Stored dataset items
PR #5489, opened 2024-03-15
.Net: CJK support for text splitter

tonybaloney:
### Motivation and Context

1. The text splitting algorithm has hardcoded values for punctuation based on ASCII punctuation (`,.;` etc.) Chinese and Japanese use both full-width Unicode punctuation values https://en.wikipedia.org/wiki/Halfwidth_and_Fullwidth_Forms_(Unicode_block) or ideographic punctuation.
2. If you give the text splitter Japanese text it will incorrectly split in the middle of sentences
3. The current algorithm defaults to an approximation token counter, which is partly accurate for Indo-European/Latin Alphabet languages but totally out for CJK. This tests uses the BPE token length for cl100k_base (GPT3/4)

### Description

This change adds some basic full-width characters and ideographic punctuation to the builtin list.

### Your instructions
Make an exact copy of every record listed above.

### Result
PR #5489, opened 2024-03-15
.Net: CJK support for text splitter

tonybaloney:
### Motivation and Context

1. The text splitting algorithm has hardcoded values for punctuation based on ASCII punctuation (`,.;` etc.) Chinese and Japanese use both full-width Unicode punctuation values https://en.wikipedia.org/wiki/Halfwidth_and_Fullwidth_Forms_(Unicode_block) or ideographic punctuation.
2. If you give the text splitter Japanese text it will incorrectly split in the middle of sentences
3. The current algorithm defaults to an approximation token counter, which is partly accurate for Indo-European/Latin Alphabet languages but totally out for CJK. This tests uses the BPE token length for cl100k_base (GPT3/4)

### Description

This change adds some basic full-width characters and ideographic punctuation to the builtin list.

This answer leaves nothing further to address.